## Excerpted records
PR #3372, opened 2022-06-30
UI Fix: allow `<Tabs>` to have more than 2 `<Tab>`s in a row

shaunanoordin:
## PR Overview

This PR fixes an issue where the `<Tabs>` component incorrectly assigns all its children to have `flex-bases: 50%`, NO MATTER the number of child `<Tab>`s.

Expected: `<Tabs>` should display all `<Tab>`s in a row, if there's space.
Screenshot 2022-06-30 at 18 10 47

Actual: `<Tabs>` only displays up to two `<Tab>`s in a row.
Screenshot 2022-06-30 at 18 11 11

### Dev Notes

Some terminology notes:
```
<Tabs>  // This is the parent/container
  <Tab title='cat'>Meow!</Tab>  // This is the first child, with a Tab HEADER saying "cat", and a Tab BODY (or Tab Panel) saying "Meow!" 
  <Tab title='dog'>Bark!</Tab>  // ...second child
  <Tab title='shaun'>Fart!</Tab>  // ...etc
<Tabs>
```

So here's what's causing the problem:
- `<Tabs>` tries to assign each child `<Tab>` an equal flex-basis ("default size") value, i.e. `flex: 1 1 ${100 / props.children.length}%;`
- e.g. if there are 3 children, each should get `flex: 1 1 33.333%`
- Problem is, the `props.children` doesn't actually represent the number of `<Tab>` children.
- Instead, `props.children` always has two elements: the _collection_ of Tab HEADERS, and a single Tab BODY (of the first Tab, I think.)

So, to correctly calculate the number of child `<Tab>`s, we need to look at the number of children _in the collection of Tab Headers._ i.e., `props.children[0].props.children`

### How to Review

- Boot up `lib-react-components` on `master` and run `yarn storybook`
- Take a look at [Tabs > Light Theme](http://localhost:6007/?path=/story/components-tabs--light-theme-default)
- On `master`, there should be only two Tab(s) on that story - Foo and Bar - so it looks fine.
- Now, try editing the story so that it has more than two Tab(s), e.g. Foo, Bar, Zap, Kaboom
- You should see the problem: there are only up to two Tab(s) in a row.
- Now, switch to this `fix-tabs-flex-basis` branch, and you should see the problem solved.

### Checklist for Reviewer: Bug Fix

- [ ] The bug is fixed
- ~~Unit tests are added or updated~~

### Status

Ready for review! This will affect a future QuickTalk UI improvement PR. I'll link that PR once it's up.

### DIFF
--- a/packages/lib-react-components/src/Tabs/theme.js
+++ b/packages/lib-react-components/src/Tabs/theme.js
@@ -28,10 +28,14 @@ const theme = {
       const borderColor = getBorderColor(props)
       const activeTabHeaderColor = getActiveTabHeaderColor(props)
       const hoverBackgroundColor = getHoverBackground(props)
+      const tabChildren = props.children?.[0]?.props?.children
+      const flexBasis = tabChildren
+        ? `${100 / tabChildren.length}%`
+        : 'auto'
       return css`
         button[role="tab"] {
           color: ${tabHeaderColor};
-          flex: 1 1 ${100 / props.children.length}%;
+          flex: 1 1 ${flexBasis};
           > div {
             border-bottom: 1px solid ${borderColor};
             border-right: 1px solid ${borderColor};
@@ -78,7 +82,7 @@ const theme = {
       }
     },
     panel: {
-      extend: props => { 
+      extend: props => {
         const backgroundColor = getBackgroundColor(props)
         const borderColor = getBorderColor(props)
         return css`
--- a/packages/lib-react-components/src/Tabs/Tabs.stories.js
+++ b/packages/lib-react-components/src/Tabs/Tabs.stories.js
@@ -30,8 +30,10 @@ export const LightThemeDefault = () => (
     themeMode="light"
   >
     <Tabs>
-      <Tab title="foo">Foo</Tab>
-      <Tab title="bar">Bar</Tab>
+      <Tab title="one">One</Tab>
+      <Tab title="two">Two</Tab>
+      <Tab title="three">Three</Tab>
+      <Tab title="four">Four</Tab>
     </Tabs>
   </Grommet>
 );


packages/lib-react-components/src/Tabs/theme.js
```diff
@@ -28,10 +28,14 @@ const theme = {
       const borderColor = getBorderColor(props)
       const activeTabHeaderColor = getActiveTabHeaderColor(props)
       const hoverBackgroundColor = getHoverBackground(props)
+      const tabChildren = props.children?.[0]?.props?.children
+      const flexBasis = tabChildren
+        ? `${100 / tabChildren.length}%`
```
eatyourgreens, line 33: I'm confused. Why doesn't `props.children.length` work here?

eatyourgreens: This looks a bit weird on phone screens, where flexbox moves the fourth tab down under the first three.

The Tabs component with four tabs, in the storybook but set to iPhone 5. The fourth tab is rendered underneath the other three.

eatyourgreens (approved):
This fixes the tab layout on desktop screens, but probably needs more work for tablets and phones.

eatyourgreens (approved):
This fixes the tab layout on desktop screens, but probably needs more work for tablets and phones.

packages/lib-react-components/src/Tabs/theme.js
eatyourgreens: How does this look with the default Grommet tab styles?

shaunanoordin: > I'm confused. Why doesn't `props.children.length` work here?

Turns out `props.children` always has exactly two children: the _tabs header,_ and the _tabs body_ (of the currently selected tab). So previously, whether you had 1 child tab or 100 child tab(s), each will always get allocated half the available flex space, i.e. `flex: 1 1 50%`

I'm assuming the _intent_ of `flex: 1 1 ${100 / props.children.length}%` was to ensure each child tab has an equal amount of flex-basis. (So with 3 tabs, each should get 33% base size.)

This does cause issues if we expect Tabs to have a lot of children with limited screen width, as you saw with the phone view.

> This looks a bit weird on phone screens, where flexbox moves the fourth tab down under the first three.
> How does this look with the default Grommet tab styles?

Grommet actually plays its much smarter by having [scrolling when there are too many child tab(s)](https://storybook.grommet.io/?path=/story/controls-tabs-responsive--responsive).

image

Not sure what we did to override this.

## Exercise prompt
Exactly the lines from the one containing "Grommet actually plays" through the end of the listing above, inclusive, are to be written out, and no others.

## Final answer
Grommet actually plays its much smarter by having [scrolling when there are too many child tab(s)](https://storybook.grommet.io/?path=/story/controls-tabs-responsive--responsive).

image

Not sure what we did to override this.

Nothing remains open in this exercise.